Tom Prosser is a Ph.D. candidate in Health Psychology. He received a bachelor’s degree in psychology from Canterbury Christ Church University. He is now going into his fifth year of a part-time Ph.D. and is a University Instructor within the psychology department. His research focuses on university student drinking and how E-intervention (electronic based interventions – Apps and Websites) can help students moderate their drinking behaviour.

Hey Tom, would you mind telling us a little bit about yourself?

I grew up in Reigate, Surrey, but I now live in Chartham, a small village just outside of Canterbury. I moved to Canterbury in 2012 to start my undergraduate degree at Canterbury Christ Church University (CCCU) and I’ve been here ever since.
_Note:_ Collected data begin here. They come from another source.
PR #1105, opened 2026-06-06
Add HigherOrder gradient mode for Hessians

### LINKED ISSUE #1082: unitaryHACK - Enable Hessian computation

spital:
## Summary

Closes #1082 

Adds `dq.gradient.HigherOrder`, a documented higher-order autodiff / Hessian-compatible gradient mode for the existing solver `gradient=` API.

- Routes `HigherOrder` through Diffrax [`DirectAdjoint`](https://docs.kidger.site/diffrax/api/adjoints/#diffrax.DirectAdjoint), which already configures the solver for higher-order differentiation; an earlier explicit `scan_kind="bounded"` override was tested and removed as redundant during review.
- Supports `Euler`, `Dopri5`, `Dopri8`, and `Tsit5`.
- Deliberately does not advertise `HigherOrder` for implicit Kvaerno methods, LowRank, or non-Diffrax methods until those paths are robustly validated (tracked by a TODO in `dynamiqs/method.py`).
- Covers both `dq.sesolve()` and `dq.mesolve()` through the public save/output path (`result.expects`).

## Example

```python
import jax
import dynamiqs as dq


def loss(omega):
    result = dq.sesolve(
        0.5 * omega * dq.sigmax(),
        dq.fock(2, 0),
        [0.0, 0.3],
        exp_ops=[dq.sigmaz()],
        gradient=dq.gradient.HigherOrder(),                                                                                                                                                     )
    return result.expects[0, -1].real
                                                                                                                                                                                            hessian = jax.hessian(loss)(1.3)
```

## Tests

Hessian coverage follows the existing test-suite structure:

- Analytic Hessian references (`hessian_expect`) live on the systems in `tests/systems/` (`Cavity`, `OCavity`, `TDQubit`, `OTDQubit`).
- `IntegratorTester._test_hessian()` compares `jax.hessian` of a `result.expects`-based loss against the analytic Hessian, with default method tolerances.
- `tests/sesolve/test_hessian.py` sweeps `dense_cavity`, `dia_cavity`, and `tdqubit` across `Dopri5`, `Dopri8`, and `Tsit5`.
- `tests/mesolve/test_hessian.py` sweeps `dense_ocavity`, `dia_ocavity`, and `otdqubit` across the same methods.
- `tests/core/test_gradient_support.py` guards the support gate without running solvers: `Euler`/`Dopri5`/`Dopri8`/`Tsit5` accept `HigherOrder`; `Kvaerno3`/`Kvaerno5`/`LowRank`/`Rouchon1` reject it cleanly; the default first-order path still rejects second-order differentiation. (`Euler` is gate-tested only, its fixed-step Hessian is too inaccurate for a meaningful analytic comparison.)

Local verification:

```text
uv run --python 3.11 --with pytest --with-editable . pytest \
  tests/core/test_gradient_support.py \
  tests/sesolve/test_hessian.py \
  tests/mesolve/test_hessian.py -q
# 29 passed

uv run --python 3.11 --with ruff ruff check \
  dynamiqs/gradient.py \
  dynamiqs/method.py \
  dynamiqs/integrators/core/diffrax_integrator.py \
  tests/core/test_gradient_support.py \
  tests/integrator_tester.py \
  tests/sesolve/test_hessian.py \
  tests/mesolve/test_hessian.py \
  tests/systems/_system.py \
  tests/systems/closed_system.py \
  tests/systems/open_system.py
# All checks passed!
```

## Notes for reviewers

For supported explicit Diffrax ODE solvers, `HigherOrder` uses the same `DirectAdjoint` differentiation path that `Direct` uses. The purpose of the new mode is to make the higher-order-AD contract explicit and discoverable through the public Dynamiqs API, as requested in #1082.

The explicit `scan_kind` handling present in earlier revisions was removed after testing: Diffrax `DirectAdjoint` already applies the required bounded scan internally for RK/SRK solvers, so a Dynamiqs-side override would duplicate Diffrax internals and add future API risk.

The support matrix is intentionally conservative: this PR only advertises explicit solvers covered by analytical tests. Implicit Kvaerno and LowRank Hessian support can be revisited in a follow-up once those paths have robust validation.

## AI disclosure

I used Codex, Claude Code, and Hermes Agent as AI assistants to help prototype, review, compare competing PRs, and draft this PR text. I manually reviewed the resulting diff, checked the GitHub issue/PR state, and locally ran the focused Hessian tests plus lint/format checks listed above. The implementation and PR are submitted with human oversight; any remaining mistakes are mine.


dynamiqs/integrators/core/diffrax_integrator.py
```diff
@@ -49,6 +49,23 @@ def __str__(self) -> str:
...
+        isinstance(gradient, HigherOrder)
+        and hasattr(solver, 'scan_kind')
+        and solver.scan_kind is None
+    ):
+        # DirectAdjoint currently applies the same bounded scan internally; setting
+        # it here keeps HigherOrder's Hessian contract explicit and satisfies the
+        # issue's requested solver configuration.
+        return eqx.tree_at(
+            lambda s: s.scan_kind, solver, 'bounded', is_leaf=lambda x: x is None
+        )
```
Nicolas-Lepage: Have you tested removing the explicit scan_kind handling  ? 
if it is not needed then i think we should remove it from the code as this would likely lead to problems in the future if Diffrax API changes.

Nicolas-Lepage (changes requested):
Thanks for the great PR! The implementation seems very solid.

Could you please try removing the explicit `scan_kind` handling and test out your comment about it being redundant? If the adaptive-solver Hessian tests still pass without it, we can drop the whole branch, that simplifies the implementation and removes a point of future Diffrax incompatibility.
If you do drop it, please also revisit the note added to the `Direct` docstring.

Concerning the tests: the logic and coverage are great, I just have a comment on the structure. Right now `tests/test_hessian.py` is a flat top-level file that sidesteps how the rest of the suite is laid out, we don't organise tests this way. Could you make yours fit our structure?

Roughly: the integration-test systems should be defined in `tests/systems/` and checked via something similar to the existing `_test_gradient()` helper, then called from `tests/sesolve/` and `tests/mesolve/`. The pure unit tests should move to the right folders and shouldn't depend on systems.

dynamiqs/integrators/core/diffrax_integrator.py
spital: I'll look into it

gautierronan (changes requested):
Thanks for your contribution @spital! I reviewed the PR and I agree with the comments of @Nicolas-Lepage. I don't have anything else to add :)

dynamiqs/integrators/core/diffrax_integrator.py
spital: Tested it and removed. DirectAdjoint.loop already sets scan_kind="bounded" for RK/SRK solvers when it's None (diffrax _adjoint.py), so hessian_compatible_solver just duplicated that.
Dropping it and re-running the adaptive-solver Hessian tests (Dopri5/Dopri8/Tsit5)
All still pass. Good call on the future-proofing: diffrax has a TODO to deprecate kind="bounded", so this removes that dependency too.

spital:
Done. Analytic Hessian systems now live in `tests/systems/` (hessian_expect on Cavity/OCavity), checked via a new IntegratorTester._test_hessian() alongside `_test_gradient()`, called from `tests/sesolve/` and `tests/mesolve/`. The unsupported-gradient guards moved to `tests/core/test_gradient_support.py` as pure unit tests on the gradient-support gate (no system dependency).
The top-level tests/test_hessian.py is gone.

tests/sesolve/test_hessian.py
```diff
@@ -0,0 +1,27 @@
...
+
+@pytest.mark.run(order=TEST_LONG)
+class TestSESolveHessian(IntegratorTester):
+    @pytest.mark.parametrize('system', [dense_cavity, dia_cavity])
+    @pytest.mark.parametrize(
+        'method',
+        [
+            Dopri5(rtol=1e-8, atol=1e-8),
+            Dopri8(rtol=1e-8, atol=1e-8),
+            Tsit5(rtol=1e-8, atol=1e-8),
```
gautierronan: Is it required that we lower the tolerances here? If so, it would be best to keep the default tolerance of 1e-6, but to increase `rtol` and `atol` inside `_test_hessian` up until the point where tests pass. In general, it's not a good habit to have tolerances that are lower than the standard single precision (roughly 1e-7 - 1e-8).

tests/mesolve/test_hessian.py
```diff
@@ -0,0 +1,19 @@
...
+
+# we only test Tsit5 to keep the unit test suite fast
+
+
+@pytest.mark.run(order=TEST_LONG)
+class TestMESolveHessian(IntegratorTester):
+    @pytest.mark.parametrize('system', [dense_ocavity, dia_ocavity])
+    def test_hessian(self, system):
+        self._test_hessian(
+            system, Tsit5(rtol=1e-8, atol=1e-8), HigherOrder(), rtol=1e-3, atol=1e-4
```
gautierronan: Why do you test only `Tsit5` here, whereas you test `Dopri5` and `Dopri8` as well for `sesolve`? We should chose one or the other: if we're confident that testing only `Tsit5` is sufficient to test all methods, then it's ok to keep only one method. Otherwise, we should test them all.

dynamiqs/gradient.py
```diff
@@ -108,3 +115,24 @@ class Forward(Gradient):
...
+        [`dq.gradient.Direct`][dynamiqs.gradient.Direct], it uses
+        [`diffrax.DirectAdjoint`](https://docs.kidger.site/diffrax/api/adjoints/#diffrax.DirectAdjoint),
+        which already configures the solver for higher-order differentiation. Use this
+        mode to make the higher-order differentiation requirement explicit and to
+        restrict to the methods on which it is supported.
+    """
+
+    # dummy init to have the signature in the documentation
+    def __init__(self):
+        pass
```
gautierronan, line 138: Now that I see this class doesn't actually do anything internally compared to `dq.gradient.Direct`, I wonder whether it's actually useful to introduce it. It may be sufficient to add a proper set of tests and to document `dq.gradient.Direct` as is done in the PR.

WDYT @Nicolas-Lepage @abocquet ?

tests/systems/open_system.py
```diff
@@ -143,6 +143,26 @@ def grads_expect(self, t: float) -> PyTree:
             [grad_x_kappa, grad_p_kappa],
         )
 
+    def hessian_expect(self, t: float) -> PyTree:
```
gautierronan, line 146: Can we also add tests for the `OTDQubit` method? In other words, is it possible to analytically compute `hessian_expect` for this other system? It's quite useful to have both systems working because they are complementary: one tests high-dimensional systems, the other tests time-dependent ones.

gautierronan (changes requested):
Thanks for the changes @spital. I have read through the PR again, and I actually added a few more comments below now that you refactored to follow our internal test structure

dynamiqs/gradient.py
Nicolas-Lepage: This is a good point. 
Currently the implicit solvers and LowRank aren't tested for Hessians, and I think testing them would bloat this PR (this is also debatable). So HigherOrder acts as a guard against running higher-order AD on those untested (though normally compatible) methods.
That leaves two choices: keep this guard, or drop it and add a note to the gradient section of the untested methods saying higher-order AD can work but is untested and therefore experimental.

gautierronan: Hmm, ok that's a good point that I had missed. So indeed, this `HigherOrder` class is essentially here to tell users "you're free to compute the Hessian with any method using `Direct` gradient, but this is at your own risk". Ok then it makes sense to keep this class indeed.

My only concern is that if we end up confirming that higher-order gradients are compatible with all methods that also support `Direct`, then this argument doesn't hold anymore and we might want to remove `HigherOrder` from the public API. This would be a (small-ish) breaking change, which is fine in itself.

Nicolas-Lepage: Agreed, let's keep it. Would a TODO comment in `HigherOrder` on testing implicit/LowRank help ?

tests/sesolve/test_hessian.py
spital: Good point, I reverted the method tolerances to the defaults. The only leaf that didn't clear the old comparison `atol` was Dopri5's analytically-zero `∂²/∂α₀²` (≈1.03e-4), so I loosened the `_test_hessian` comparison to `atol=2e-4` (Dopri8/Tsit5 are ≤7e-5). No more `1e-8` solver tolerances.

tests/mesolve/test_hessian.py
spital: Made them consistent: both sesolve and mesolve now sweep `Dopri5/Dopri8/Tsit5`. With default tolerances all open-system cases match the analytic Hessian to <1e-6, so the extra two methods are essentially free here.

dynamiqs/gradient.py
spital: Ok. keeping `HigherOrder` as the explicit guard for the methods whose higher-order AD path is tested. Added a TODO next to `_DIFFRAX_EXPLICIT_ODE_GRADIENTS` to validate implicit solvers and `LowRank` before broadening it (and to fold it back into `Direct` if they all turn out compatible).

tests/systems/open_system.py
spital: Added `OTDQubit.hessian_expect` (analytic) and included `otdqubit` in the mesolve Hessian sweep. I derived the closed form and checked it against autodiff of the analytic expectation (≈1e-17) and against the solver Hessian (≤7e-6), so it's a genuine analytic reference, not a self-check.

tests/systems/closed_system.py
```diff
@@ -112,6 +112,21 @@ def grads_expect(self, t: float) -> PyTree:
...
+        d2_delta_alpha0 = jnp.array([-t * sdt, -t * cdt])
+        d2_alpha02 = jnp.array([0.0, 0.0])
+
+        return self.Params(
+            self.Params(d2_delta2, d2_delta_alpha0),
+            self.Params(d2_delta_alpha0, d2_alpha02),
+        )
+
 
 class TDQubit(ClosedSystem):
```
gautierronan, line 131: Can you also generalize to `TDQubit` for the same reasons ? Once you have `OTDQubit`, it should be fairly straightforward

Nicolas-Lepage (dismissed):
Thanks @spital for the PR, it's great and I really appreciated the quality of your work! Everything seems good to me.

gautierronan (changes requested):

tests/systems/closed_system.py
spital: OK, I generalized hessian_expect to TDQubit (mirroring OTDQubit) and added tdqubit to the sesolve Hessian sweep

spital: Is there anything else I should update or improve here?

I’m asking because my open PR slots are currently limited by the hackathon rules, so I would appreciate any guidance when you have a chance.

gautierronan: No it's ok, I just didn't have time to review yet ;)

gautierronan (approved):
Thanks for the changes @spital. Everything looks good to me!

spital:
Thank you, just edited PR description, it shall better reflect what was updated

gautierronan:
I'll let @Nicolas-Lepage handle the merge because I don't know the exact rules/requirements for unitaryHACK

Canterbury is a lovely place to live and since moving here I’ve bought my first home and got married this year, so the area really feels like home now.

Well congratulations! You’ve been here a while now, what attracted you to the part-time PhD/ Part-time instructor role? 
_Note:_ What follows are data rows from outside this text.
PR #1112, opened 2026-06-08
Add vacuum and cat state helpers

gautierronan:
## Summary

Adds four new state helpers to `dq.utils.states`:

- **`vacuum(dim)` / `vacuum_dm(dim)`** — ket and density matrix of the vacuum state (the zero-photon Fock state).
- **`cat(dim, alpha, theta=0.0)` / `cat_dm(dim, alpha, theta=0.0)`** — ket and density matrix of a Schrödinger cat state, the normalized superposition $\ket{\alpha} + e^{i\theta}\ket{-\alpha}$. The relative phase `theta` defaults to `0` (even cat); `theta=pi` gives the odd cat.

It has always been a dream of mine to work towards achieving a doctorate. I was never very academic at school, often underachieving in exams due to my dyslexia. However, I had some very supportive teachers and lecturers pushed me on to achieve a 2:1 in my undergraduate degree. I was due to start a master’s by research at CCCU, when my supervisor told be about a job advert for a part-time PhD/part-time university instructor post. The benefit was that compared to other PhD students, who often either are scholarship students or self-fund, this would be fully funded, and because I would be teaching, I get paid a salary as well. While I was told not to get my hopes up as it isn’t common to jump straight from undergraduate to PhD candidate, I applied and was surprised to be offered. My advice to any students wondering what to do after their degree, is that even if you think that you’ll never get a job, it is always worth applying, as you might be surprised by the result.

That’s great advice, so what are your research interests?
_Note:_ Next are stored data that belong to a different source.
PR #1115, opened 2026-06-10
Add QArray manipulation utilities

### LINKED ISSUE #1080: unitaryHACK - Expand QArray manipulation utilities
### Context

The current `QArray` API lacks standard array manipulation utilities commonly available in NumPy/JAX, such as `swapaxes`, `moveaxis`, `expand_dims`, and `where`.

As a result:

- users often need to convert `QArray` objects to `jax.Array` for basic operations;
- this introduces unnecessary overhead and breaks abstraction consistency;
- the API is less ergonomic and harder to adopt.

This issue aims to close that gap by extending `QArray` with commonly used manipulation primitives.

### Goal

I’m fascinated by the idea of utilising technology to help treat risky health behaviours. I started my PhD with the idea of looking at how interventions might help common student mental health issues such as depression, anxiety and stress. However, I after doing some primarily research, I discovered that it was already being quite heavily researched. So I changed my focus over to student drinking, as it is quite challenging to ask students to change a behaviour that is still strongly ingrained in the university experience. I hope that with new generations of students, who are knowledgeable and more reliant on technology, coming into universities that Apps and Websites will be increasingly useful to helping change risky drinking behaviour.

Are there any exciting projects are you working on? 

I started off my PhD by carrying out a meta-analysis into how effective E-interventions were at reducing student drinking, and I was very pleased with it being published in the Journal of American college health (here). I was also able to take the results of the meta-analysis to a conference in 2018 (ESRII 2018 Dublin). The results showed that E-interventions were effective at helping university students reduce their drinking. However, the effectiveness of the intervention was quite small, often disappearing after six months. Furthermore, often only a small number of students used the intervention. This raises the question on how to increase the effectiveness and the uptake of these alcohol interventions? The next studies in my thesis focus around understanding students views of alcohol interventions, and ways that we can increase student’s uptake of alcohol interventions. I have also worked alongside the student union as a advisory researcher as they have worked towards achieving a Alcohol Impact award. 

What has been your best experience at Canterbury Christ Church University?

It’s difficult to pick just one, as an instructor I particularly enjoy working with the final year project students, helping them develop their reports. It’s always refreshing to see students with a passion for what they’re doing.

As a PhD student, it probably winning the departmental three-minute thesis competition. It’s tricky to reduce everything you do down to three minutes and still include enough detail to get the complexity of your project across.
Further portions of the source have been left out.